If you practice law in Florida, you’ve probably heard about Rule 4-1.6 — the duty of confidentiality. What you may not have absorbed yet is what subsection (e) added: an explicit requirement to make “reasonable efforts to prevent the inadvertent or unauthorized disclosure of, or unauthorized access to, information relating to the representation of a client.”
That sentence isn’t symbolic. It means the Florida Bar can now discipline an attorney for security practices, not just for actual disclosures. And the Bar has been steadily building case law around what “reasonable” means in 2026.
What “Reasonable Efforts” Actually Looks Like
The Florida Bar Ethics Opinion 14-1 (and subsequent guidance) has clarified that “reasonable” is a sliding scale based on the sensitivity of the matter and the resources of the firm. A solo practitioner handling traffic tickets has a different bar than a 50-attorney firm handling M&A.
That said, certain controls have become baseline expectations across all firm sizes:
- Encrypted email or secure portal for any client communication containing privileged content
- Multi-factor authentication on email, document management, and case management systems
- Endpoint encryption on all devices that access client matter data
- Cybersecurity training for the attorney and staff (annual minimum)
- Incident response plan — what you do if a device is lost or stolen, or if there’s a breach
- Vendor due diligence on cloud services that touch client data
Don’t write what you don’t do
A cybersecurity policy that says “we use multi-factor authentication” creates Bar liability if MFA isn’t actually enabled. The Bar treats discrepancies between written policy and actual practice as worse than having no policy at all.
The Privilege Problem
The bigger risk for law firms isn’t usually a Bar complaint — it’s privilege. If your client’s privileged communications are exposed because of inadequate security, you’ve created a breach of duty AND potentially destroyed the privilege for that matter. Opposing counsel will absolutely try to use that.
This is why we treat law firm IT differently from CPA firm IT or clinic IT. The compliance frameworks overlap, but the privilege question raises the stakes. A reportable breach at a law firm can mean privilege waiver, malpractice exposure, AND a Bar complaint — all from the same incident.

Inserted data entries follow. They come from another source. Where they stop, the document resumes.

PR #839, opened 2021-08-31
FAL-2270 Make production extra configuration configurable from config

samuelallan72:
[FAL-2270](https://tasks.opencraft.com/browse/FAL-2270)

This is so we don't need to update ocim code when the required configuration changes.  

The motivation is that we needed to update the config to add the sysadmin app, and thought why not make the whole config configurable instead of hardcoded.

**Test instructions**:

- deploy https://github.com/open-craft/ansible-secrets/pull/310
- launch a production instance using the prod instance factory
- verify that the sysadmin app is installed

**Reviewers**:

- [x] @pomegranited

### DIFF
--- a/instance/factories.py
+++ b/instance/factories.py
@@ -140,21 +140,16 @@ def production_instance_factory(**kwargs):
         logger.warning("Environment not ready. Please fix the problems above, then try again. Aborting.")
         return None
 
-    # Gather settings
-    production_settings = {
-        # Don't create default users on production instances
-        "DEMO_CREATE_STAFF_USER": False,
-        "demo_test_users": [],
-        # Disable certificates process to reduce load on RabbitMQ and MySQL
-        "SANDBOX_ENABLE_CERTIFICATES": False,
-    }
     configuration_extra_settings = kwargs.pop("configuration_extra_settings", "")
     if configuration_extra_settings:
         configuration_extra_settings = yaml.load(configuration_extra_settings, Loader=yaml.SafeLoader)
     else:
         configuration_extra_settings = {}
     extra_settings = yaml.dump(
-        ansible.dict_merge(production_settings, configuration_extra_settings),
+        ansible.dict_merge(
+            settings.PRODUCTION_INSTANCE_EXTRA_CONFIGURATION,
+            configuration_extra_settings
+        ),
         default_flow_style=False
     )
     instance_kwargs = dict(
--- a/instance/tests/test_factories.py
+++ b/instance/tests/test_factories.py
@@ -41,13 +41,6 @@ class FactoriesTestCase(TestCase):
     Test cases for functions in the factories module
     """
 
-    CONFIGURATION_EXTRA_SETTINGS = (
-        "{"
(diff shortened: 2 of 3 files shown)


instance/factories.py
```diff
@@ -147,6 +147,9 @@ def production_instance_factory(**kwargs):
         "demo_test_users": [],
         # Disable certificates process to reduce load on RabbitMQ and MySQL
         "SANDBOX_ENABLE_CERTIFICATES": False,
+        "EDXAPP_EXTRA_REQUIREMENTS": [
+            { "name": "git+https://github.com/mitodl/edx-sysadmin.git@v0.1.3#egg=edx-sysadmin==v0.1.3" },
```
pomegranited, line 151: Can you add an env variable for the version, something like `EDXAPP_EDX_SYSADMIN_VERSION`? Then we can update it when we upgrade to maple etc., without having to update the code.

pomegranited (changes requested):

instance/factories.py
swalladge: @pomegranited do you mean a variable for ocim, or a variable to go in the ansible vars?

pomegranited: Hmm.. I was thinking a variable for Ocim, but maybe it would be better to move this whole block into config, and read it into the Ocim settings?

```yaml
PRODUCTION_INSTANCE_EXTRA_CONFIGURATION:
  # Don't create default users on production instances
  DEMO_CREATE_STAFF_USER: false
  demo_test_users: [],
  # Disable certificates process to reduce load on RabbitMQ and MySQL
  SANDBOX_ENABLE_CERTIFICATES: false
  EDXAPP_EXTRA_REQUIREMENTS
  - name: git+https://github.com/mitodl/edx-sysadmin.git@v0.1.3#egg=edx-sysadmin==v0.1.3 
```

So you can just do this:
```
production_settings = settings.PRODUCTION_INSTANCE_EXTRA_CONFIGURATION
```

That way, if/when we have other apps that we need to install on production instances, we can just add them to the configuration, including any extra env variables or whatever settings they need.

swalladge: Nice :ok_hand:

pomegranited (approved):
:+1: -- though please fix the failing unit tests before merging.

- [x] I tested this by following the https://github.com/open-craft/ansible-secrets/pull/310's instructions to test this change on ocim stage.
   Created https://stage.manage.opencraft.com/instance/8490/, which configured as expected.
- [x] I read through the code
- [x] <strike>Includes documentation</strike> N/A
- [x] <strike>I made sure any change in configuration variables is reflected in the corresponding
    client's `configuration-secure` repository.</strike> N/A

swalladge:
Note: do not merge until [open-craft/ansible-secrets#312|https://github.com/open-craft/ansible-secrets/pull/312] is approved

swalladge:
Merging because the failing integration test is unrelated.  See [FAL-2409](https://tasks.opencraft.com/browse/FAL-2409)

PR #848, opened 2021-10-28
feat: Deprovision the s3 buckets of specific archived ocim instances

joidegn:
## Description

Provide a management command to deprovision S3 buckets. Can either be run without arguments and it will deprovision S3 buckets of sandbox instances or can be run with a space separated list of instance_ref_ids which limits the operation to these ids but it checks first if the instances have been archived more than 3 months ago.

[SE-4912](https://tasks.opencraft.com/browse/SE-4912)

## Supporting information

[Forum post](https://forum.opencraft.com/t/deprovisioning-s3-buckets-of-archived-instances-should-we-keep-for-any-clients/1154)

## Testing instructions
- [ ] Create instance with S3 bucket, archive instance and run management task with instance_ref_ids set
- [ ] Run management command without argument to deprovision S3 buckets of sandbox instances. Confirm successfully deprovisioned buckets from logs.

## Deadline
Before buckets run out

### DIFF
--- a/instance/management/commands/deprovision_buckets.py
+++ b/instance/management/commands/deprovision_buckets.py
@@ -43,11 +43,20 @@ class Command(BaseCommand):
         'Deprovision S3 buckets for archived instances'
     )
 
+    @staticmethod
+    def _check_positive_int(arg):
+        """
+        Ensure that num-days-archived is a positive (integer) number
+        """
+        arg = int(arg)
+        if arg < 0:
+            raise ValueError("the value of num_days_archived must be greater or equal to zero")
+
     def add_arguments(self, parser):
         parser.add_argument(
             '--instance-ref-ids',
             nargs='*',
-            type=int,
+            type=self._check_positive_int,
             help='list of instance ref ids to deprovision for'
         )
         parser.add_argument(
--- a/instance/management/commands/deprovision_buckets.py
+++ b/instance/management/commands/deprovision_buckets.py
@@ -52,7 +52,6 @@ class Command(BaseCommand):
             type=int,
             help='list of instance ref ids to deprovision for'
         )
-        # TODO: add argument to change number of months to retain archived instances for
         parser.add_argument(
             '--num_days_archived',
             nargs='?',
--- a/instance/management/commands/deprovision_buckets.py
+++ b/instance/management/commands/deprovision_buckets.py
@@ -17,8 +17,7 @@
 # along with this program.  If not, see <http://www.gnu.org/licenses/>.
 #
 """
-This management command will reprovision the S3 bucket for each available
-instance to have its configuration updated on AWS.
+This management command will deprovision the S3 bucket for archived instances
 """
 
 from datetime import timedelta
--- a/instance/management/commands/deprovision_buckets.py
+++ b/instance/management/commands/deprovision_buckets.py
@@ -1,0 +1,97 @@
+# -*- coding: utf-8 -*-
+#
+# OpenCraft -- tools to aid developing and hosting free software projects
+# Copyright (C) 2015-2019 OpenCraft <contact@opencraft.com>
+#
+# This program is free software: you can redistribute it and/or modify
+# it under the terms of the GNU Affero General Public License as
+# published by the Free Software Foundation, either version 3 of the
+# License, or (at your option) any later version.
+#
+# This program is distributed in the hope that it will be useful,
+# but WITHOUT ANY WARRANTY; without even the implied warranty of
+# MERCHANTABILITY or FITNESS FOR A PARTICULAR PURPOSE.  See the
+# GNU Affero General Public License for more details.
+#
+# You should have received a copy of the GNU Affero General Public License
+# along with this program.  If not, see <http://www.gnu.org/licenses/>.
+#
+"""
+This management command will reprovision the S3 bucket for each available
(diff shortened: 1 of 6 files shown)


instance/management/commands/deprovision_buckets.py
```diff
@@ -0,0 +1,95 @@
...
+
+    def handle(self, *args, **options):
+        """
+        Deprovisions the S3 bucket for the instance provided by
+        instance_ref_ids or if instance_ref_ids is not given for all sandbox
+        instances
+        """
+
+        instance_ref_ids = options['instance_ref_ids']
+        num_days_archived = options['num_days_archived']
```
gabor-boros, line 71: What happens if `num_days_archived` is less than `0` (zero)? In that case, if `timedelta` is not raising an exception, the condition in line 90 won't evaluate as expected.

How about introducing the following?

```suggestion
        num_days_archived = options['num_days_archived']
        
        if num_days_archived < 0:
            raise ValueError("the value of num_days_archived must be greater or equal to zero")
```

instance/management/commands/deprovision_buckets.py
```diff
@@ -0,0 +1,95 @@
...
+    It accepts a list of instance ref ids in case buckets ofnon-sandbox
+    instances should get archived.
+    """
+    help = (
+        'Deprovision S3 buckets for archived instances'
+    )
+
+    def add_arguments(self, parser):
+        parser.add_argument(
+            '--instance_ref_ids',
```
gabor-boros, line 50: To be a bit more POSIX compliant, how about using dashes instead of underscores in the flag name?

```suggestion
            '--instance-ref-ids',
            dest='instance_ref_ids',
```

instance/management/commands/deprovision_buckets.py
```diff
@@ -0,0 +1,95 @@
...
+            nargs='*',
+            type=int,
+            help='list of instance ref ids to deprovision for'
+        )
+        parser.add_argument(
+            '--num_days_archived',
```
gabor-boros, line 56: Same question.

```suggestion
            '--num-days-archived',
            dest='num_days_archived',
```

instance/models/openedx_instance.py
```diff
@@ -281,6 +282,19 @@ def first_activated(self):
         except models.ObjectDoesNotExist:
             return None
 
+    @property
+    def most_recently_archived(self):
+        """
+        Returns the date the instance has been most recently archived
```
gabor-boros, line 288:
```suggestion
        Returns the date the instance has been most recently archived.
```

instance/models/openedx_instance.py
```diff
@@ -281,6 +282,19 @@ def first_activated(self):
...
+        :return: Union[None, datetime]
+        """
+        relevant_log_regex = r'Archiving instance finished.'
```
gabor-boros, line 291: Is the raw-string indicator needed?

```suggestion
        relevant_log_regex = 'Archiving instance finished.'
```

instance/models/openedx_instance.py
```diff
@@ -281,6 +282,19 @@ def first_activated(self):
         except models.ObjectDoesNotExist:
             return None
 
+    @property
+    def most_recently_archived(self):
```
gabor-boros, line 286: I think the naming of this property is not the most fortunate. How about renaming it to something like `latest_archiving_date`?

```suggestion
    def latest_archiving_date(self):
```

if you agree, please make sure to update the management command as well.

gabor-boros (changes requested):
Please fix the quality issues indicated by https://app.circleci.com/pipelines/github/open-craft/opencraft/4374/workflows/766d29e2-4420-4153-957b-8c44a5201807/jobs/38800

Also, rebasing the branch will be needed.

instance/management/commands/deprovision_buckets.py
```diff
@@ -0,0 +1,95 @@
...
+        else:
+            archived_instances = OpenEdXInstance.objects.filter(
+                ref_set__is_archived=True,
+                s3_bucket_name__isnull=False,
+                ref_set__id__in=instance_ref_ids
+            )
+        archived_instances = [
+            i for i in archived_instances if
+                i.most_recently_archived
+                and i.most_recently_archived + timedelta(days=num_days_archived) < timezone.now()
```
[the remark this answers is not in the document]
joidegn: No but it should not have to have the same zoneinfo. As long as both are timezone aware datetimes Python should know how to do the comparison.

instance/models/openedx_instance.py
joidegn: I personally don't love it when names are unspecific with regards to types (i.e. "date" vs "datetime") but I am following your suggestion because you know the teams naming conventions.

instance/models/openedx_instance.py
joidegn: No but since people commonly use raw strings for regexes to deal with escaping I like to do that even if it is not strictly speaking needed. That way if someone later on changes the regex string they will not need to change the type.

gabor-boros:
👍  🎉  The script is tested in Staging, so there is no need for an additional test.

- [x] I read through the code
- ~~I checked for accessibility issues~~
- ~~Includes documentation~~
- ~~I made sure any change in configuration variables is reflected in the corresponding client's `configuration-secure` repository.~~

PR #195, opened 2020-11-06
Implement a new iterator to read suggest item file based on protobuf

jinxihexi0411:
In this PR, a new iterator is implemented to parse the suggest item from a protobuf-based binary file. It would be a lot easier to revise any field in the field in the future, compared to the [FromFileSuggestItemIterator](https://github.com/Yelp/nrtsearch/blob/6b2166948728e0a2c87b3c227b401781e0be38b6/src/main/java/com/yelp/nrtsearch/server/luceneserver/suggest/FromFileSuggestItemIterator.java#L38) , which replies on the adhoc logic to parse each line.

Documenting “Reasonable Efforts”
The Bar doesn’t require a specific format, but in our experience, firms that get into trouble usually can’t produce documentation. Here’s what a defensible record looks like:
- A written cybersecurity policy reviewed annually, signed by the managing attorney
- An asset inventory showing every system that holds client data and how it’s secured
- Training records with completion dates and topics covered
- Vendor agreements that include data protection terms
- Incident response runbook with current contact info
If a Bar inquiry shows up, you produce these documents. If a malpractice insurer asks, you produce these documents. If a client’s GC wants to vet your firm before referring you a major engagement, you produce these documents. The same paperwork solves multiple problems.